Mi nostalgia se deberá a una antigualla, pero aquellas felicitaciones por navidad (tarjetas a todo color con dibujos o fotos o reproducciones de cuadros y paisajes; el sobre a juego; el sello con un ave o un barco o una bandera) requerían la imaginación de quienes las enviaban; era una elección que, en cierto modo, representaba a cada uno de los remitentes. Ahora las felicitaciones son previsibles, peor redactadas y se hacen a través del correo electrónico; de mensajes por el móvil, pretendidamente originales y graciosos, que están multiplicados por cientos de miles en todo el país.
Los únicos christmas que todavía recibimos, en papel satinado y grueso y con su sobre, son el de la empresa que nos hizo una obra en la cocina, el de la compañía de la luz Iberdrola, el de seguros Santa Lucía o el de la zapatería Arreglos La Veloz, que es donde nos ponen las medias suelas.

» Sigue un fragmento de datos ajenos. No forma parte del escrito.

PR #1342, opened 2024-01-28
ISSUE-1341: Set parent of objective functions

### LINKED ISSUE #1341: Unassigned parent attributes in Regularizations
### Describe the issue:

I believe the structure of simpeg inheritance is causing issues. I have been trying to reproduce old codes from Simpeg 0.18.0 and do not believe the argument for 'gradient_type' is the Sparse regularization is working. It looks like this is due to inheritance and setters in the current simpeg, especially with the 'parent' attribute.

It seems that a lot of these classes that rely on complex and deep inheritance have had issues and could potentially be simplified. If this is not the case, it would be nice to put in some tests to make sure that these classes have the intended behavior.

### Reproducable code example:

```python
reg = regularization.VectorAmplitude(
    mesh,
    mapping=idenMap,
    active_cells=actv,
    reference_model_in_smooth=True,
    norms=[0.0, 2.0, 2.0, 2.0],
    gradient_type="total",
)
```

### Error message:

_No response_

### Runtime information:

Not applicable

### Context for the issue:

_No response_

domfournier:
#### Summary
Assign the parent on the list of  `ComboObjectiveFunction.objfcts`, such that a child function can navigate up the tree and interact with its siblings. 

We could eventually apply the same mechanics to the `BaseObjectiveFunction`, such that the misfits can also have parental relationships, but that's beyond scope.

#### Reference issue
Closes #1341 

The parent on the objective function was never set, and prevented the Sparse amplitude to apply the `gradient_type = "total"`

### DIFF
--- a/SimPEG/objective_function.py
+++ b/SimPEG/objective_function.py
@@ -388,9 +388,6 @@ class ComboObjectiveFunction(BaseObjectiveFunction):
 
         super().__init__(nP=nP)
 
-        for fct in objfcts:
-            fct.parent = self
-
         self.objfcts = objfcts
         self._multipliers = multipliers
         self._unpack_on_add = unpack_on_add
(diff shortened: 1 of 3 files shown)


jcapriot:
If we do want all of the `ObjectiveFunction`s to have access to this `parent` when inside a `ComboObjectiveFunction`, you should move the validator that currently exists on `regularization.base.BaseRegularization` to the `BaseObjectiveFunction`.

I'm still not quite sold it's the way to go, but at least it would solve #1341

domfournier:
Ok, as a compromise, I can move it down level to the WeightedLeastSquares. So at least the change is contained to the reg functions.

jcapriot (approved):
looks good!

domfournier:
Thanks @jcapriot

PR #1343, opened 2024-01-29
Ravel instead of flatten

thibaut-kobold:
`ravel` will avoid returning a new copy of the array; since a new array is already being created w/ toarray this is safe.

Thanks @jedman for  bringing this to my attention.


domfournier (approved):
Fine by me.

Issue #2301, opened 2022-09-20
AADGroup: Add properties MemberOf and AssignedToRole


salbeck-sit:
### Description
For a group that is created with IsAssignableToRole, it would be helpful to also be able to assign it to one or more AAD roles and subsequently to maintain such role-assignments. Therefore, an additional property AssignedToRole is proposed

Also, it would be nice to be able to build and maintain security-groups that are intended as role-groups, ie members of a role-group are recursively members of one or more security-groups. Therefore, an additional property MemberOf is proposed

### Proposed properties
MemberOf
AssignedToRole

### Special considerations or limitations
I have already written the necessary addition to the DSC-resource (based off of an earlier version and retro-fitted to the current dev-version of the DSC-resource) and tested it against a test-tenant.

However, since I'm not really at home with Pester, I'm contemplating how unit-tests could - and/or should - be written to verify that the new functionality works as intended. It gets complicated quickly as there's a need for mocking additional groups and one or more directory roles, so it tends to become more similar to a kind of integration-test. Please advise..

salbeck-sit:
I think I have the unit-tests sorted by using -ParameterFilter in the Get-MgGroup mocks. Tests include whether a group is a member of another group and whether a group is assigned to the correct AAD-role. I'll run the test-harness and report back

salbeck-sit:
Unit-testing is now under wraps. It isn't pretty but the power of Pester really shows.

salbeck-sit:
PR #2316 created

salbeck-sit:
Closed

PR #2316, opened 2022-09-22
AADGroup: Implements #2301

salbeck-sit:
AADGroup: Add properties MemberOf and AssignedToRole to resource

Implements #2301


NikCharlebois:
@salbeck-sit can you please take a look at the failing Unit Tests? Thanks

NikCharlebois (changes requested):
Small typo. Can you also add an entry in the ChangeLog? Thanks

Modules/Microsoft365DSC/DSCResources/MSFT_AADGroup/MSFT_AADGroup.psm1
```diff
@@ -164,7 +172,7 @@ function Get-TargetResource
             if ($Group.MembershipRuleProcessingState -ne 'On')
             {
                 # Members
-                [Array]$members = Get-MgGroupMember -GroupId $Group.Id -All:$true
+                [Array]$members = Get-MgGroupMember -GroupId $Group.Id
```
NikCharlebois, line 175: Why are we removing the -All here? It should be included to make sure we catch all members

NikCharlebois (changes requested):

Modules/Microsoft365DSC/DSCResources/MSFT_AADGroup/MSFT_AADGroup.psm1
salbeck-sit: -ALL is apparently no longer supported by Get-MgGroup* cmdlets in v1.12.0 of the Microsoft.Graph.Groups module. 
Running the unit-tests with -All parameters resulted in a number of 'caught throws' where the text in the corresponding M365DSC eventlog stated that "A parameter cannot be found that matches parameter name 'All'". The only cmdlets in the Get-TargetResource function that used -All were the Get-MgGroup* cmdlets. Removing -All everywhere resulted in a passed unit-test.

The question of whether this should have been brought to the attention of the folks responsible for Graph-modules is another matter. I guess you could have gotten them to update the relevant module in a day or two as something similar has happened before, but I really just wanted to get the change under wraps.

andikrueger: There was an intermediate release. Graph modules at up to 1.12.1 now and do allow the -all parameter

andikrueger: See https://github.com/microsoft/Microsoft365DSC/commit/e01d15b4d208a1fa666afd01f25c423323b87816

NikCharlebois (approved):

PR #2317, opened 2022-09-22
EXOMailContact - New Resource

### LINKED ISSUE #2279: Creating EXO Contacts
Is it possible to create EXO Contacts within M365DSC? I was not able to find any of it... Help very appreciated

NikCharlebois:
* EXOMailContact
  * Initial Release 

* Fixes #2279


malauter:
@NikCharlebois I think we should exclude the OrganizationalUnit parameter from testing in the Test-TargetResource function, if OrganizationalUnit parameter is empty, like we do e.g. in distribution group resource.
OrganizationalUnit is rarely set by an user, but it is never empty. Including this parameter in the test can result in false-positive drift alerts.

andikrueger:
- Fixes #2322

PR #2353, opened 2022-09-29
AADTenantDetails: Fixed issue with applicationsecret parameter being passed to Update-MGOrganization

### LINKED ISSUE #2340: AADTenantDetails: Can not set tenant details
I tried to update the "technical contact" in "AADTenantDetails". So I exported the resource "AADTenantDetails" with application secret, which should work for AzureAD settings. The export works fine and I could also generate the MOF-Files with different ConfigurationData, so I could test the import on two different tenants. On both tenants we have the app registration with application secret with the following permissions:
image

So if the tenant is in desired starte, the configuration runs without an error. If it is not in desired state and should set the "TechnicalNotificationMails" I get the information "Cannot Set AzureAD Tenant Details":
image

Do you know why I get this error? I checked with "Get-M365DSCCompiledPermissionList" to get the permissions which I set on the app registration.

Thank you for your help.

andikrueger:
Fixes #2340

AADTenantDetails: Fixed issue with applicationsecret parameter being passed on to Update-MGOrganization

- Fixes #2340

### DIFF
--- a/CHANGELOG.md
+++ b/CHANGELOG.md
@@ -9,6 +9,9 @@
 * AADGroup
   * Added properties MemberOf and AssignedToRole
   Implements [#2301](https://github.com/microsoft/Microsoft365DSC/issues/2301)
+* AADTenantDetails
+  * Fixed an issue where ApplicationSecret was send to Update-MgOrganization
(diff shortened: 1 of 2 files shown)


NikCharlebois (approved):

mario-beeler:
Thank you very much, works now.

Issue #2204, opened 2022-08-23
[EXOAtpPolicyForO365] Using BlockUrls is giving a deprecated error


ykuijs:
#### Details of the scenario you tried and the problem that is occurring
When using the BlockUrls parameter of the EXOAtpPolicyForO365 resource, I am getting the below error. These blocked urls are now being managed via the Tenant Allow/Block List in [Microsoft Defender)[https://docs.microsoft.com/en-us/microsoft-365/security/office-365-security/manage-tenant-allow-block-list?view=o365-worldwide].

This line is giving the error:
https://github.com/microsoft/Microsoft365DSC/blob/d3bbe62f2f94212facbe4c0e84526b31075e40ad/Modules/Microsoft365DSC/DSCResources/MSFT_EXOAtpPolicyForO365/MSFT_EXOAtpPolicyForO365.psm1#L289

#### Verbose logs showing the problem
```PowerShell
2022-08-23T08:22:52.8920638Z ##[error]SafeLinks BlockURLs is being replaced by the Tenant Allow/Block List. Going forward all tenant blocks must be managed 
there. Deletes to BlockURLs are supported.
    + CategoryInfo          : InvalidArgument: (:) [], CimException
    + FullyQualifiedErrorId : [Server=VI1PR07MB6366,RequestId=bccaa3c2-1818-4665-9f6c-6ba25b09ffad,TimeStamp=8/23/2022 
    8:22:52 AM] [FailureCategory=Cmdlet-ValidationException] BE991DE7,Microsoft.Exchange.Management.SystemConfigurati  
  onTasks.SetAtpPolicyForO365
    + PSComputerName        : localhost
```

#### Suggested solution to the issue
Use the Microsoft Defender cmdlets to create these Blocked URL lists:
https://docs.microsoft.com/en-us/microsoft-365/security/office-365-security/set-up-safe-links-policies?view=o365-worldwide#use-powershell-to-create-safe-links-policies

#### The DSC configuration that is used to reproduce the issue (as detailed as possible)
```powershell
# insert configuration here
```

#### Version of the DSC module that was used ('dev' if using current dev branch)
dev

NikCharlebois:
Since we already have an EXOSafeLinksPolicy resource that uses this cmdlet, would the appropriate fix not be to remove these parameters from the EXOAtpPolicyForO365 resource altogether instead?

ykuijs:
[...]

PR #2393, opened 2022-10-12
EXOAtpPolicyForO365: Add BlockUrls parameter

malauter:
Add BlockUrls parameter

None


malauter:
> One of the breaking changes from last week's release was to remove blockurls from that resource. I believe we should close this PR and not add this parameter back. #2204

You are right. The documentation of the cmdlet is not up-to-date. I will update the cmdlet documentation...

PR #2438, opened 2022-10-24
PR: AADEntitlementManagementSetting - Initial release

William-Francillette:

Initial release

### DIFF
--- a/Modules/Microsoft365DSC/DSCResources/MSFT_AADEntitlementManagementSetting/MSFT_AADEntitlementManagementSetting.psm1
+++ b/Modules/Microsoft365DSC/DSCResources/MSFT_AADEntitlementManagementSetting/MSFT_AADEntitlementManagementSetting.psm1
@@ -1,0 +1,494 @@
+function Get-TargetResource
+{
+    [CmdletBinding()]
+    [OutputType([System.Collections.Hashtable])]
+    param
+    (
+        [Parameter()]
+        [System.String]
+        $Id,
+
+        [Parameter()]
+        [System.String]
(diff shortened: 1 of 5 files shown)


Modules/Microsoft365DSC/DSCResources/MSFT_AADEntitlementManagementSetting/MSFT_AADEntitlementManagementSetting.psm1
```diff
@@ -0,0 +1,494 @@
+function Get-TargetResource
+{
+    [CmdletBinding()]
+    [OutputType([System.Collections.Hashtable])]
+    param
+    (
+        [Parameter()]
+        [System.String]
+        $Id,
```
NikCharlebois, line 9: I believe Id has to be 'singleton', therefore I would recommend not including it as part of the resource, but instead add the IsSingleInstance property with default value set to Yes. Take a look at the O365OrgCustomizationSetting resource for an example.

NikCharlebois (changes requested):

Modules/Microsoft365DSC/DSCResources/MSFT_AADEntitlementManagementSetting/MSFT_AADEntitlementManagementSetting.psm1
William-Francillette: All done, I also switched to the beta API as the v1.0 was very buggy and getting inconsistent results
I will stick to the beta for all the EntitlementManagement resources

NikCharlebois (approved):

PR #2442, opened 2022-10-25
PR: AADEntitlementManagementAccessPackageCatalog - Initial release

William-Francillette:


andikrueger:
Could you add an entry in the changelog? It looks like other resources are causing the unit test issues. Could you check if this change has any impact on this?

William-Francillette:
> Could you add an entry in the changelog? It looks like other resources are causing the unit test issues. Could you check if this change has any impact on this?

Hi Andi,
It's failing because I need to add the stub for the command - doing it now
I'll modify the changelog as well

Thanks

PR #2446, opened 2022-10-26
fixes for issue #2423

### LINKED ISSUE #2423: Error while running export using application id and secret
ISSUE TITLE:Error while running export using application id and secret
    Please prefix the issue title with the resource name, e.g.
    'ResourceName: Exporting AAD Group

    ISSUE DESCRIPTION (this template):

While running an export for any component- I get this error

Method invocation failed because [System.String] does not contain a method named 'GetNetworkCredential'.

menswearUK:
changed ApplicationSecret variable from string to PSCredential in functions  Start-M365DSCConfigurationExtract,  Export-M365DSCConfiguration, and Get-M365DSCTenantDomain. Removed line converting the string to  a pscredential as it is no longer required, added a line to convert back to string for final output

Since The updates to require ApplicationSecret to be in the form of a PSCredential I have had errors when exporting previous configurations.
I think the cause is a few functions which are still expecting ApplicationSecret to be passed as a string.  I've amended these functions to use the PSCredential.  There are also a couple of changes where the new type needs to be accounted for. I've tested it exporting the Intune workload and the IntuneAppProtectionPolicyAndroid component with no errors,
I believe All the configurations were updated at the same time to require the ApplicationSecret to be a PSCredential but I haven't tested any other configurations

Fixes #2423

### DIFF
--- a/Modules/Microsoft365DSC/Modules/M365DSCReverse.psm1
+++ b/Modules/Microsoft365DSC/Modules/M365DSCReverse.psm1
@@ -62,7 +62,7 @@ function Start-M365DSCConfigurationExtract
         $ApplicationId,
 
         [Parameter()]
-        [System.String]
+        [System.Management.Automation.PSCredential]
         $ApplicationSecret,
 
         [Parameter()]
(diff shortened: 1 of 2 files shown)


NikCharlebois:
Changing this will have a major breaking impact on customers. We had taken the decision to minimize the impact of the ApplicationSecret DSC param to a minimum by keeping the export process as string. I am reviewing issue #2447 and will have to work on a fix that doesn't involve changing the Export-M365DSCConfiguration cmdlet to take AppSecret as PSCredential. Will update this PR once the new one is available.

Colocadas todas las felicitaciones sobre la cómoda del salón, abiertas y ordenadas por tamaños, el mueble parece un expositor de marcas que te desean cosas tan imprecisas como «lo más venturoso para el 2013». Tarjetones rubricados por los dueños o presidentes, cuyas firmas resultan ilegibles en la mayoría de los casos.
Te comento esto, querido Rafael, porque entre las recibidas me ha conmovido una felicitación bermellona del banco Santander, amablemente dedicada por don Emilio Botín. ¿Sabía él que el próximo jueves 17 debo acercarme a la sucursal del barrio para entregar las llaves de la casa que ya no puedo pagar? ¿Es un rasgo de humanidad, espontáneo o madurado, que trata de paliar mi angustia por estar obligado a seguir amortizando las mensualidades de la hipoteca generosamente concedida cuando yo estaba en paro? ¿Cabe la posibilidad de que me mandara la tarjeta de felicitación para reutilizarla como un salvoconducto en la sucursal y su director me admita la dación en pago que, si bien me dejaría igualmente en la calle, permitiese que mi inminente viaje a Düsseldorf fuera más sosegado y esperanzador?
En Düsseldorf me han ofrecido un puesto de camarero en el prestigioso Heinemann Konditorei. Sé que el trabajo nada tiene que ver con mi condición de topógrafo, pero aquí, ya sabes, hay poco que medir. Me pagarán 800, y me ceden un piso compartido con otros cuatro ilusionados compatriotas. Fraternizaré enseguida; conoces mi carácter.
Cuando lleguen las próximas navidades te alegraré con buenas noticias sobre mí. No esperes que te envíe un destartalado correo electrónico, tampoco un mensaje raquítico por el móvil. Te mandaré una felicitación como las de antes: papel grueso, motivos en relieve, sobre forrado, y buscaré un sello donde puedas ver el Rin.